WHAT THE TASK ASKS
Find every line below that contains the word "Background" and copy it out.

Collected data:
————————

Issue #279, opened 2021-01-13
Indexer Tech Debt


winder:
## Summary
List of specific tech debt items that needs minor/major refactoring to cleanup. Probably split this up into separate tickets when it's time to implement.

## Main loop refactoring

- The main block handler is designed so that for every new block, it will process the current block and any unprocessed block before it. In normal operation all previous blocks have already been processed, but in the case of a sneaky migration or a node restart, this behavior is critical. This cleanup phase should be done directly during an initialization phase (like the genesis import) instead of implicitly while handling a block.
- `Importer` has logic for managing tar files in it, this stuff should get moved to the `import.go` command.
- `accounting.addrIsZero` can be removed, address.IsZero() is part of the SDK.
- Move `UpdateAccounting` and other related functions from `importer/helper.go` to `importer/importer.go`. Rename `helper.go` to `tar_importer.go`.
- The `import` subcommand is deprecated. Anything using it needs to be refactored. The main thing here is the new test scripts, they need to be regenerated and updated to use the algod node archive.

- ~Initialize maps in `RoundUpdates::Clear` function, remove nil checks in the round update helper functions.~ #330
- ~`updateAccounting` could be passed in the block instead of querying the current DB state. Leave it up to the idb layer to decide whether or not to commit the accounting changes.~ #331 
- ~`importer.updateAccounting` requires a path to the genesis file in some cases. This should be removed and put into a `importer.InitializeAccounting` function which will be a No-Op if there is nothing to initialize.~ #331 
- ~`importer.updateAccounting` uses `db.GetMetstate`. It should use `db.GetMaxRound` instead.~ #330
- ~`daemon.HandleBlock` has logic for updating metastate when the number of transactions in a round is 0. This should be moved down into `importer.UpdateAccounting` if `idb.CommitRoundAccounting` could handle empty round updates.~ We just removed it.
- ~`accounting.State.dirty` could be removed by making it so `db.CommitRoundAccounting` can handle rounds with no transactions. This might also resolve the special case in `daemon.HandleBlock` for rounds with zero transactions.~ #280 
- ~`accounting.State.AddTransaction` is responsible for calling `db.CommitRoundAccounting`, this should be moved out of `AddTransaction` into `importer.updateAccounting`.~ #280
- ~`accounting.State` should not have access to the db object. There are only 3 places where it's used. Two of them are to get the number of transactions in a round, and the last one (above) should be moved to another package.~ #280 

## IDB Interface
[...]

PR #283, opened 2021-01-21
[prototyping] Re-Index Account Subcommand

winder:
# **This issue is deprecated, but contains some refactoring which should be pulled into a new PR.**

## Summary

Refactor `UpdateAccounting`:
- Move the init code to a separate function
- New "Filter" parameters for StartRound, RoundLimit, and a new Address filter. 
     - Use by `YieldTxns` wrapper, there is a different algorithm when there is an account filter.
     - `RoundUpdates` has a new `Filter` function, it is a no-op unless there is an address filter.

IndexerDb changes:
- Added `GetImportState` / `SetImportState` functions because ImportState is used outside of the postgres package.
- Added `DeleteAccount` function because the re-index algorithm needs a way to ensure the account is deleted before starting a re-index.
- Added an option to `Transactions` to configure whether the sort order is ascending or descending. It is not exposed in the API, I just needed it for fetching account transactions oldest to newest.

Reindex account subcommand:
- With the above changes this is little more than a wrapper to the `UpdateAccounting` function with an address filter.

## Test Plan

So far I'm using `Sandbox` to test, I'll use some of our e2e data archives next.

### DIFF
--- a/cmd/algorand-indexer/reindexer.go
+++ b/cmd/algorand-indexer/reindexer.go
@@ -1,0 +1,63 @@
+package main
+
+import (
+	"context"
+	"fmt"
+	"os"
+
+	"github.com/algorand/go-algorand-sdk/types"
+	"github.com/spf13/cobra"
+
+	"github.com/algorand/indexer/config"
+	"github.com/algorand/indexer/idb"
+	"github.com/algorand/indexer/importer"
+)
+
+var (
+	reindexAccount string
+)
+
+var reindexCmd = &cobra.Command{
+	Use:   "reindex",
+	Short: "reindex a single account",
+	Run: func(cmd *cobra.Command, args []string) {
+		var err error
+
+		config.BindFlags(cmd)
+		err = configureLogger()
+		if err != nil {
+			fmt.Fprintf(os.Stderr, "failed to configure logger: %v", err)
+			os.Exit(1)
+		}
+
+		opts := idb.IndexerDbOptions{}
+		db := globalIndexerDb(&opts)
+
+		addr, err := types.DecodeAddress(reindexAccount)
+		maybeFail(err, "unable to decode address: %s", reindexAccount)
+
+		accounts := db.GetAccounts(context.Background(), idb.AccountQueryOptions{
+			EqualToAddress: addr[:],
+		})
+
+		num := 0
+		var createdAt int64
+		for acct := range accounts {
+			num++
+			createdAt = int64(*acct.Account.CreatedAtRound)
+		}
+
+		if num != 0 {
+			logger.Errorf("expected one account but found %d for address: %s", num, addr.String())
+		}
+
+		filter := idb.UpdateFilter{Address: &addr, StartRound: createdAt}
+		importer.UpdateAccounting(db, filter, logger)
+	},
+}
+
+func init() {
+	reindexCmd.Flags().StringVarP(&reindexAccount, "account", "a", "", "account which should be re-indexed")
+	reindexCmd.MarkFlagRequired("account")
+	reindexCmd.Hidden = true
+}
--- a/cmd/algorand-indexer/reindexer.go
+++ b/cmd/algorand-indexer/reindexer.go
@@ -1,7 +1,6 @@
 package main
 
 import (
-	"context"
 	"fmt"
 	"os"
 
@@ -36,22 +35,17 @@ var reindexCmd = &cobra.Command{
 		addr, err := types.DecodeAddress(reindexAccount)
 		maybeFail(err, "unable to decode address: %s", reindexAccount)
 
-		accounts := db.GetAccounts(context.Background(), idb.AccountQueryOptions{
-			EqualToAddress: addr[:],
-		})
+		maxRounds, err := db.GetMaxRound()
+		maybeFail(err, "unable to fetch max rounds")
 
-		num := 0
-		var createdAt int64
-		for acct := range accounts {
-			num++
-			createdAt = int64(*acct.Account.CreatedAtRound)
+		limit := int(maxRounds)
+		filter := idb.UpdateFilter{
+			Address: &addr,
+			StartRound: 0,
+			RoundLimit: &limit,
 		}
-
-		if num != 0 {
-			logger.Errorf("expected one account but found %d for address: %s", num, addr.String())
-		}
-
-		filter := idb.UpdateFilter{Address: &addr, StartRound: createdAt}
+		err = db.DeleteAccount(addr)
+		maybeFail(err, "unable to delete the account: %s", addr.String())
 		importer.UpdateAccounting(db, filter, logger)
 	},
 }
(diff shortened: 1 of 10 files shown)


idb/dummy.go
```diff
@@ -516,19 +543,103 @@ type RoundUpdates struct {
...
+	//ru.AccountDataUpdates = nil
+	//ru.AssetUpdates = nil
+
+	ru.AlgoUpdates = make(map[[32]byte]*AlgoUpdate)
+	ru.AccountTypes = make(map[[32]byte]string)
+	ru.AccountDataUpdates = make(map[[32]byte]map[string]interface{})
 	ru.AcfgUpdates = nil
 	ru.TxnAssetUpdates = nil
-	ru.AssetUpdates = nil
+	ru.AssetUpdates = make(map[[32]byte][]AssetUpdate)
```
winder, line 556: I'm guessing that these were left uninitialized for performance reasons, so this is a performance vs maintainability debate.

Initializing them here would let us avoid the boilerplate nil checking in several places.

idb/dummy.go
```diff
@@ -516,19 +543,103 @@ type RoundUpdates struct {
...
 }
 
+type UpdateFilter struct {
+	StartRound int64
+	RoundLimit *int
+	Address    *types.Address
+}
+
+// Filter is used to get a RoundUpdates copy containing only particular RoundUpdates.
+func (ru *RoundUpdates) Filter(filter UpdateFilter) RoundUpdates {
```
winder, line 571: I think this is the most likely spot where I have bugs. I need to ensure that only `account`, `account_app`, and `account_asset` are modified.

While writing this comment I realized that the `CommitRoundAccounting` probably needs to be changed, it needs to avoid setting the accounting round when re-indexing.

idb/postgres/postgres.go
```diff
@@ -2640,6 +2676,12 @@ func (db *IndexerDb) GetSpecialAccounts() (accounts idb.SpecialAccounts, err err
 	return
 }
 
+// DeleteAccount is used to remove an account from the database, needed for re-indexing an account. part of idb.IndexerDB.
+func (db *IndexerDb) DeleteAccount(address atypes.Address) error {
+	_, err := db.db.Exec(`DELETE FROM account WHERE account.addr = $1`, address[:])
```
winder, line 2681: I think I need to delete `account_app` and `account_asset` as well.

importer/helper.go
```diff
@@ -92,7 +81,23 @@ func (h *ImportHelper) Import(db idb.IndexerDb, args []string) {
...
+	}
+	if !initialImport {
+		state, err := db.GetImportState()
+		maybeFail(err, h.Log, "problem getting the import state")
+		filter.StartRound = state.AccountRound
+	}
+	accountingRounds, txnCount := updateAccounting(db, filter, h.Log)
+	if initialImport {
+		accountingRounds++
+	}
```
winder, line 100: Since we're deprecating `import` I'm not too concerned about how ugly this became.

idb/postgres/postgres.go
winder: Thinking about this more, I think the RoundUpdate filter may need to exclude things that modify `asset` and `app`.

`asset` because there may be a different manager address, and including those transactions would be difficult.
`app` I'm not so sure about.

cmd/algorand-indexer/reindexer.go
```diff
@@ -0,0 +1,57 @@
...
+		maxRounds, err := db.GetMaxRound()
+		maybeFail(err, "unable to fetch max rounds")
+
+		limit := int(maxRounds)
+		filter := idb.UpdateFilter{
+			Address: &addr,
+			StartRound: 0,
+			RoundLimit: &limit,
+		}
+		err = db.DeleteAccount(addr)
```
brianolson, line 47: This looks like it should only be run on a database with no daemon running.
Hm, I'd previously balked at trying to put app locking into the database to prevent multiple writers but now I think about it and maybe there's a reasonable way to do it to at least provide a warning.
Add a field to the ImportState which is a timestamp of when it is written.
Add another row to metastate that is an app lock claim, probably it would have start-time and process-id. On graceful exit (^C or kill other than -9) that would be cleared.
On startup check that row, if not present, set one. If present, check ImportState last written time, if that's older than about a minute assume the prior task died, otherwise log error ("looks like there's another writer, exiting") and exit.
This whole interlock system is probably out of scope for this change and could be a separate issue/PR

idb/dummy.go
brianolson: initialized non-empty for map is probably nicer. append(nil, ...) works but maps panic if nil.

idb/dummy.go
```diff
@@ -516,19 +546,109 @@ type RoundUpdates struct {
...
+	var response RoundUpdates
+	response.Clear()
+
+	var addrBytes [32]byte
+	copy(addrBytes[:], filter.Address[:])
+
+	if val, ok := ru.AlgoUpdates[addrBytes]; ok {
+		response.AlgoUpdates[addrBytes] = val
+	}
+
```
brianolson, line 594: missing AccountTypes

idb/postgres/postgres.go
```diff
@@ -1397,13 +1422,24 @@ func buildTransactionQuery(tf idb.TransactionFilter) (query string, whereArgs []
...
 	}
+
 	if joinParticipation {
+		order := "DESC"
+		if tf.ResultOrder != nil {
+			order = string(*tf.ResultOrder)
+		}
 		// this should match the index on txn_particpation
-		query += " ORDER BY p.addr, p.round DESC, p.intra DESC"
+		query += " ORDER BY p.addr, p.round " + order + ", p.intra " + order
```
brianolson, line 1432: It might suck if it's not DESC, the index is DESC ordered

idb/postgres/postgres.go
```diff
@@ -1397,13 +1422,24 @@ func buildTransactionQuery(tf idb.TransactionFilter) (query string, whereArgs []
...
 	} else {
+		order := ""
+		if tf.ResultOrder != nil {
+			order = " " + string(*tf.ResultOrder)
+		}
 		// this should explicitly match the primary key on txn (round,intra)
-		query += " ORDER BY t.round, t.intra"
+		query += " ORDER BY t.round, t.intra" + order
```
brianolson, line 1439: probably want order applied to .round and .intra like above.

idb/postgres/postgres.go
brianolson: Now I slightly wish I'd set up FOREIGN_KEY constraints in the schema and we could do delete with CASCADE.
Or maybe this is always a hackish tool that should never actually be used in prod? If that's the case maybe split it out to a separate cmd/reindex/

brianolson (commented):
A bunch of misc comments. It looks like there's some big TODOs left too.

cmd/algorand-indexer/reindexer.go
winder: Yes, this command is really dangerous. I made sure to set the "Hidden" flag so it doesn't show up in the help and should probably remove it altogether (or move it to a different root command) before merging any of this work in.

Some sort of locking scheme would be great.

winder:
The most useful refactoring from this issue was committed in #330 / #331. More details in #279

————————

RESPONSE TO THE TASK
+		accounts := db.GetAccounts(context.Background(), idb.AccountQueryOptions{
-		accounts := db.GetAccounts(context.Background(), idb.AccountQueryOptions{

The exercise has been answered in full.